Title: Value chain evaluation and optimization for petrochemical
process
Abstract:
Smart manufacturing is very hot and popular in petrochemical industry in China
due to the great improvements in economic profit and operation efficiency. This
report is to introduce three important technologies applied in Smart Factory:
(1) rapid characterization of refinery oil. Using near infrared spectroscopy
technology, online evaluation of crude oil, distillate oil, product oil and
other oil products can provide accurate and fast information for business
optimization; (2) digital twin model of the whole plant. The plant-wide model
is built by combing the mechanism and operation data, so as to improve the
accuracy in predicting the yield and properties of products; (3) plant-wide
optimization. By integrating the mechanism model in planning, the crude oil
purchase, resource distribution, and unit operation mode are optimized to
maximize the production value of the whole plant. Finally, several application
cases in smart manufacturing for petrochemical industry are shared.
3.
Hao Chen
Chinese Academy of Sciences
(陈豪,中国科学院海西研究院)
Hao Chen, a researcher of Haixi
Institute, Chinese Academy of Sciences & PI. He received his Bachelor degree
in the major of automation from National University of Defense Technology in
2006, Master degree in the major of control system from The University of
Sheffield, UK in 2009, Doctor’s degree in the major of Cybernetic from
University of Reading, UK in 2013. From January 2014 to July 2015, he engaged
in industrial data analysis and soft-sensor research in the University of
Alberta, Canada / Syncrude oil company. Now he is the director of Fujian
Provincial key laboratory for Intelligent Identification and Control of Complex
Dynamic System, the committee member of data driven control, learning and
optimization Committee of Chinese Association of Automation, the vice director
of Fujian Provincial Industrial Internet Intelligent Sensing and Decision
Engineering Research Center. He presided over nearly 30 national / Chinese
Academy of Sciences / local scientific research projects, applied for /
authorized 36 national invention patents, and published nearly 50 academic
papers.
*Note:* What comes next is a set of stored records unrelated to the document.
PR #2044, opened 2025-10-30
Use depth-first traversal in MultiRegisterAST::visit

hainest:
This makes it consistent with the other AST types. This _could_ affect
user code. However, MultiRegisterAST hasn't been part of a release yet,
so a change of behavior is acceptable since API breakages are allowed
on major releases.

Summary of effects on current Visitor implementations in Dyninst:

getUsedRegisters
  updated

StateEvalVisitor
  no change in behavior

ExpressionConversionVisitor
  multireg isn't supported

thunkVisitor
  no change in behavior

detectToppedLoc
  There could be a change of behavior here since the registers of a
  multireg will now be seen before the multireg, itself. It's possible
  the RegisterAST visit method could do work that it wouldn't have
  before this change.

BPatch_memoryAccessAdapter
  multireg isn't supported

leaSimplifyVisitor
  This is only for x86 where the parts of a multireg can't be used as
  and index or base register for addressing, so there's no change in
  behavior.

ASTFactory
  multireg isn't supported.


bbiiggppiigg (approved):

kupsch (approved):

hainest:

He has won the Youth Promotion Association of Chinese Academy of
Sciences, Fujian Natural Science Foundation for Distinguished Young Scholars
and Fujian May 4th Youth medal. He
committed to the research road of combining theory with application. The
production optimization series technology and industrial software that
developed by the team have been successfully applied in nearly ten leading
enterprises in the industry, such as Sunner Group, Seven Group, Shuhua Sports,
etc.
Title: Exploration on the Application of Industrial Big Data in Manufacturing
Industry
Abstract:
With the deepening of the national integration policy between informatization
and industrialization, China has gradually transformed from a big manufacturing
country to a big data manufacturing country. This report explores how the
massive industrial big data can enable industrial development through the
actual case of the intelligent control and operation and maintenance of sewage
treatment system in the farming industry of Sunner Group. At present, the
industrial sewage treatment equipment basically adopts simple open loop
control, and even many technological operations still have a trial-and-error
adjustment by the manual mode, which also makes the treatment equipment in
harsh environment require a lot of manual operation and maintenance. Aiming at
the decentralized chicken farming model of Sunner Group, a mobile and
distributed industrial sewage treatment scheme is adopted, which greatly
improves the treatment efficiency and reduces the cost. At present, most of the
water quality automatic detection device is based on the reagent detection
method of the national standard method, which has long measurement cycle and
high cost, and cannot realize real-time water quality detection. The big
data-driven soft sensor designed in the case can obtain low-cost online water
quality measurement data, thus realizing closed-loop sewage treatment and
real-time predictive operation and maintenance.